Família acusa polícia de uso de spray de pimenta que teria levado à morte de jovem no interior de AL

Jéssica de Andrade Vieira, de 32 anos, morreu após inalar spray de pimenta durante um bloco de Carnaval em Taquarana, no dia 2 de março deste ano.

Atualizado 5 meses atrás
Jéssica de Andrade Vieira | @ Reprodução
Jéssica de Andrade Vieira | @ Reprodução

A família de Jéssica de Andrade Vieira, de 32 anos, contesta o laudo oficial e acusa a Polícia Militar de agir de forma desproporcional durante o bloco de Carnaval de Taquarana, interior de Alagoas, na madrugada do dia 2 de março. Segundo os parentes, a jovem inalou spray de pimenta enquanto se divertia com amigos e familiares na Avenida Senador Rui Palmeira, em frente à quadra escolar Professora Maria Lúcia da Silva, e acabou não resistindo, apesar de ter sido levada inicialmente para casa e, depois, para o posto de saúde local.

Há divergências sobre quem teria usado a substância: enquanto alguns foliões afirmam que o spray foi aplicado por seguranças privados contratados para o evento, outros relatam que a Polícia Militar teria utilizado o gás para dispersar a multidão e conter brigas. A irmã de Jéssica, que presenciou os fatos, responsabiliza diretamente os policiais pela morte precoce da jovem, que deixa um filho de 12 anos.

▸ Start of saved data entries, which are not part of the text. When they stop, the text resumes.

Issue #3361, opened 2023-05-03
v3: Add basic GCP url support 


igoroctaviano:
### Request
- Add support to retrieve study/series from GCP using dicomweb:
http://localhost:3000/projects/your-project/locations/us/datasets/your-dataset/dicomStores/test-store/study/123

sanjay3290:
Hey Guys, any update or workaround for this?

igoroctaviano:
> Hey Guys, any update or workaround for this?

@sanjay3290 With this PR you can accomplish this: https://github.com/OHIF/Viewers/pull/3543

igoroctaviano:
Now with https://github.com/OHIF/Viewers/pull/3543 merged the first part of this issue is done. We can support gcp URLs (study level) using this config:
```
{
    friendlyName: 'GCP DICOMWeb Server',
    namespace: '@ohif/extension-default.dataSourcesModule.dicomweb',
    sourceName: 'gcpdicomweb',
    configuration: {
      name: 'gcpdicomweb',
      qidoSupportsIncludeField: false,
      imageRendering: 'wadors',
      thumbnailRendering: 'wadors',
      enableStudyLazyLoad: true,
      supportsFuzzyMatching: false,
      supportsWildcard: false,
      singlepart: 'bulkdata,video,pdf',
      useBulkDataURI: false,
      onConfiguration: (dicomWebConfig, options) => {
        const { params } = options;
        const { project, location, dataset, dicomStore } = params;
        const pathUrl = `https://healthcare.googleapis.com/v1/projects/${project}/locations/${location}/datasets/${dataset}/dicomStores/${dicomStore}/dicomWeb`;
        return {
          ...dicomWebConfig,
          wadoRoot: pathUrl,
          qidoRoot: pathUrl,
          wadoUri: pathUrl,
          wadoUriRoot: pathUrl,
        };
      },
    },
  },
```

sanjay3290:
how can i send dynamic params for the below method during runtime.? or it can be set only during the build time?

onConfiguration: (dicomWebConfig, options) => {
          const { params } = options;
          const { project, location, dataset, dicomStore } = params;
          const pathUrl = `https://healthcare.googleapis.com/v1/projects/${project}/locations/${location}/datasets/${dataset}/dicomStores/${dicomStore}/dicomWeb`;
          return {
            ...dicomWebConfig,
            wadoRoot: pathUrl,
            qidoRoot: pathUrl,
            wadoUri: pathUrl,
[...]

PR #3427, opened 2023-05-30
DicomWebDataSource: Add support for dynamic config values via config hook

igoroctaviano:
- #3361 
- Expose `showStudyList` as a layout option: Disable rendering of the return button per layout config (valid for data sources not supporting the worklist)
- `noWorklistButton` mode option: Disable rendering of the mode button in the expanded worklist item
- New DicomWebDataSource`onConfiguration` option: Currently only available for DicomWebDataSource. This option allows interception of the data source configuration for dynamic values or configuration options dependent on URL params or query params e.g.:
```
  {
    friendlyName: 'GCP DICOMWeb Server',
    sourceName: 'gcpdicomweb',
    configuration: {
      name: 'gcpdicomweb',
      imageRendering: 'wadors',
      thumbnailRendering: 'wadors',
      enableStudyLazyLoad: true,
      supportsFuzzyMatching: false,
      supportsWildcard: false,
      singlepart: 'bulkdata,video,pdf',
      useBulkDataURI: false,
      onConfiguration: (dicomWebConfig, options) => {
        const { params } = options;
        const { project, location, dataset, dicomStore } = params;
        const pathUrl = `https://healthcare.googleapis.com/v1/projects/${project}/locations/${location}/datasets/${dataset}/dicomStores/${dicomStore}/dicomWeb`;
        return {
          ...dicomWebConfig,
          wadoRoot: pathUrl,
          qidoRoot: pathUrl,
          wadoUri: pathUrl,
          wadoUriRoot: pathUrl,
        };
      },
    },
  },
```


platform/app/src/routes/WorkList/WorkList.tsx
```diff
@@ -197,6 +200,7 @@ function WorkList({
   useEffect(() => {
     const fetchSeries = async studyInstanceUid => {
       try {
+        await dataSource.initialize({ params, query });
```
sedghi, line 203: This doesn't resonate with me, we are initializing the data source 3 times after this PR (used to be one time in the mode.tsx). 

Should we call it something else?
Should we skip it if already initialized?

sedghi (commented):
please see my comments

platform/app/src/routes/WorkList/WorkList.tsx
```diff
@@ -341,6 +345,10 @@ function WorkList({
 
             const modalitiesToCheck = modalities.replaceAll('/', '\\');
 
+            if (mode.noWorklistButton === true) {
```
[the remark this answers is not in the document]
igoroctaviano: - noWorklistButton is to disable rendering a mode button here if I want to have a hidden mode or something like that:

Screenshot 2023-06-13 at 13 49 03
- isReturnEnabled was already there I just exposed it so people can disable the return to worklist button per mode instead of a global config option (current implementation)

platform/app/src/routes/WorkList/WorkList.tsx
igoroctaviano: Good call. I added a logic to skip if its already initialized. I added this code here so we want initialization before loading things.

platform/app/src/routes/WorkList/WorkList.tsx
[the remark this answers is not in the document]
jbocce: Please add `noWorklistButon` to the table of mode properties found in this [section](https://docs.ohif.org/platform/modes/#anatomy) of our docs. However, I am not sure if this is any different from simply not including the mode in the config file from the get-go. What is the use case for this? Would it be to include the mode (for URL viewer launch), but exclude it in the worklist?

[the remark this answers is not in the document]
jbocce: Also consider where to document `isReturnEnabled`. Maybe in the docs for [Layout template](https://docs.ohif.org/platform/extensions/modules/layout-template#overview)? We do mention the default extension ViewerLayout there, but I am not sure that is the best place. If we are adding it then we should have people know about it. Just a suggestion. :)

platform/docs/docs/configuration/configurationFiles.md
```diff
@@ -134,8 +134,37 @@ Example 2, to restricts to either hosptial.com or othersite.com.<br/>
 `regex: /(https:\/\/hospital.com(\/[0-9A-Za-z.]+)*)|(https:\/\/othersite.com(\/[0-9A-Za-z.]+)*)/` <br/>
 Example usage:<br/>
 `http://localhost:3000/?configUrl=http://localhost:3000/config/example.json`<br/>
-
-
+- `onConfiguration`: Currently only available for DicomWebDataSource. This option allows interception of the data source configuration for dynamic values or configuration options that are dependent of url params or query params. Example:
```
jbocce, line 137: Consider fleshing out this description to include more detail about what the particular example below is doing.

platform/app/src/routes/WorkList/WorkList.tsx
jbocce: I too am concerned with having multiple initialize calls. One thing that concerns be the most is that prior to this PR, one could use some of the methods without calling `initialize` first. In particular, `getConfig` is one such method and I regret to let you know that now upload is broken with this PR. So in the future I can see more "places" where initialize has to be called. Is there a more central/early location to call initialize? I feel bad suggesting there is a problem without an actual suggestion of how to fix it, but I am open to discussing it. Thoughts?

image.png

platform/app/src/routes/WorkList/WorkList.tsx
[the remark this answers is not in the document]
igoroctaviano: @jbocce Yes, the idea is to have a mode that does not render a button from a worklist e.g. a URL only mode. This way I don't have to build an URL for gcp from a worklist.

jbocce (commented):
A few comments to address. Thank you so much.

platform/app/src/routes/WorkList/WorkList.tsx
igoroctaviano: > I too am concerned with having multiple initialize calls. One thing that concerns be the most is that prior to this PR, one could use some of the methods without calling `initialize` first. In particular, `getConfig` is one such method and I regret to let you know that now upload is broken with this PR. So in the future I can see more "places" where initialize has to be called. Is there a more central/early location to call initialize? I feel bad suggesting there is a problem without an actual suggestion of how to fix it, but I am open to discussing it. Thoughts?

Maybe we should place the initialize somewhere else. Currently it doest work like I would expect, if I go to the worklist, another code from the dicomweb datasource executes before initialize is called. I'll revisit the PR and see where I place it so we don't have to call it twice.

jbocce: image

extensions/default/src/DicomWebDataSource/index.js
```diff
@@ -51,47 +51,58 @@ const metadataProvider = classes.MetadataProvider;
...
 
-  const wadoConfig = {
-    url: wadoRoot,
-    staticWado,
-    singlepart,
-    headers: userAuthenticationService.getAuthorizationHeader(),
-    errorInterceptor: errorHandler.getHTTPErrorHandler(),
-  };
+  const implementation = {
+    initialize: ({ params, query }) => {
```
sedghi, line 62: This method should be able to grab a new config too to override the old one

igoroctaviano: Updated the code so the initialize is called once as it should be.

platform/docs/docs/configuration/configurationFiles.md
igoroctaviano: Updated! Thanks.

platform/app/src/routes/WorkList/WorkList.tsx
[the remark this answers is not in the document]
igoroctaviano: Updated, thanks!

platform/app/src/routes/buildModeRoutes.tsx
```diff
@@ -45,21 +46,23 @@ export default function buildModeRoutes({
       const path = `/${mode.routeName}/${dataSourceName}`;
 
       // TODO move up.
```
jbocce, line 48: To avoid duplicate code on line 75, please consider performing this TODO. I respect it if you were to decline, but I figure I would mention it.

platform/app/src/routes/buildModeRoutes.tsx
```diff
@@ -45,21 +46,23 @@ export default function buildModeRoutes({
...
-      const children = () => (
+      const children = (...props) => (
```
jbocce, line 49: Correct me if I am wrong, but the `ModeRoute` at present really does not care about `props`, so consider not including them here. Or am I missing something?

extensions/default/src/ViewerLayout/index.tsx
```diff
@@ -285,6 +286,7 @@ ViewerLayout.propTypes = {
   commandsManager: PropTypes.instanceOf(CommandsManager),
   servicesManager: PropTypes.instanceOf(ServicesManager),
   // From modes
+  isReturnEnabled: PropTypes.bool,
```
jbocce, line 289: Um, shouldn't this be `showStudyList` instead?

platform/core/src/DataSources/IWebApiDataSource.js
```diff
@@ -73,6 +74,7 @@ function create({
     getImageIdsForDisplaySet,
     getImageIdsForInstance,
     getConfig: getConfig || defaultGetConfig,
+    getStudyInstanceUIDs,
```
jbocce, line 77: Consider adding a default implementation here.

platform/docs/docs/platform/modes/index.md
```diff
@@ -112,6 +113,12 @@ export default mode;
       </td>
       <td align="left">actual name of the mode being displayed for each study in the study summary panel</td>
     </tr>
+    <tr>
+      <td align="left">
+          noWorklistButton
+      </td>
+      <td align="left">wether or not to display the mode button in the expanded worklist item</td>
```
jbocce, line 120: typo: wh*ether

platform/app/src/routes/WorkList/WorkList.tsx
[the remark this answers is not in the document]
jbocce: Thanks for updating the docs. However, I noticed that upload is still broken. But the good news is that I think it can be simply fixed by adding a null check on line 453 as such...

```
dicomUploadComponent && dataSource.getConfig()?.dicomUploadEnabled
```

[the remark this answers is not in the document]
igoroctaviano: Sorry, what do you mean by broken? i couldn't see anything in the logs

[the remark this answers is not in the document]
jbocce: As I briefly mentioned in my first review [here](https://github.com/OHIF/Viewers/pull/3427#discussion_r1231449990), if you try to run the `config/local_orthanc.js` or `config/local_dcm4chee.js` you will notice that OHIF does not even run at all.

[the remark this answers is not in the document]
jbocce: Both of those data source configurations have dicom upload enabled.

extensions/default/src/DicomWebDataSource/index.js
jbocce: I think @sedghi's suggestion above still needs to be addressed, although I am not sure if this PR is necessarily the best place to address it. The suggestion stems from a community request for being able to dynamically change/update the data source configuration via a `postMessage` from a parent/ancestor when OHIF is embedded in an iframe. I think it is going to be tricky because the `postMessage` could arrive at any arbitrary time.

jbocce (commented):
A few more comments to address. Thank you so much.

platform/docs/docs/platform/modes/index.md
igoroctaviano: Good catch, updated, thanks!

platform/core/src/DataSources/IWebApiDataSource.js
igoroctaviano: Added, thanks!

extensions/default/src/ViewerLayout/index.tsx
igoroctaviano: Yes, good catch, thank you.

platform/app/src/routes/buildModeRoutes.tsx
igoroctaviano: Updated! thanks :)

platform/app/src/routes/buildModeRoutes.tsx
igoroctaviano: Updated, thanks!

extensions/default/src/DicomWebDataSource/index.js
igoroctaviano: Added the option to override the config 👍 One could call initialize again using postMessage.

jbocce: Thanks for this. I suppose if ever `initialize` is called with a `config`, it would be up to the caller to do "something" so that the new config is applied "everywhere" that the former had already been applied to... perhaps even a page/router refresh... but you don't have to worry about that... I just got lost in thought... lol. Thanks again.

jbocce (changes requested):
Thanks for all the updates. I have done a bit more testing and noticed a couple of problems...

- the end-to-end tests are failing; please have a look
- the `/local` and `/localBasic` routes no longer appear to work; I suspect that `DicomLocalDataSource` might need some tweaks; I suspect some of the other data sources might too, in particular `DicomJSONDataSource`; please have a look

extensions/default/src/DicomWebDataSource/index.js
anarnoli: Actually I was struggling with the `postMessage` implementation for override the config with new one. Can you please suggest step to override config using this PR?

jbocce: @anarnoli , I know we have spoken outside of this PR, but I just wanted to record what we spoke about here for completeness...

Apesar das acusações, a Polícia Civil de Alagoas concluiu a investigação sem apontar responsabilidade policial. Em relatório divulgado em 5 de junho, o delegado Thomaz Acioly Wanderley Filho afirmou que o óbito decorreu de enfermidade cardíaca preexistente, sem indícios de crime, violência ou omissão dos agentes. O laudo toxicológico, que poderia esclarecer se havia substâncias no organismo da vítima, ainda não foi apresentado, mesmo após quase cinco meses do ocorrido.

O advogado da família, Luiz Lessa, criticou a condução da investigação e apontou falhas graves, como a demora para a abertura do inquérito e a ausência de diligências essenciais.

“É de causar estranheza que, mesmo com repercussão nacional, a investigação só começou dias depois. Se não fosse a defesa levar testemunhas, a polícia teria ouvido apenas os próprios acusados. O IML não descartou a influência indireta do gás de pimenta na descompensação clínica que causou o óbito”, disse.

A irmã de Jéssica reforçou que não aceitará que a morte da jovem seja esquecida: “É triste, mas vamos lutar para que a truculência que ocorreu com essa jovem não seja esquecida e que possamos alcançar a justiça”.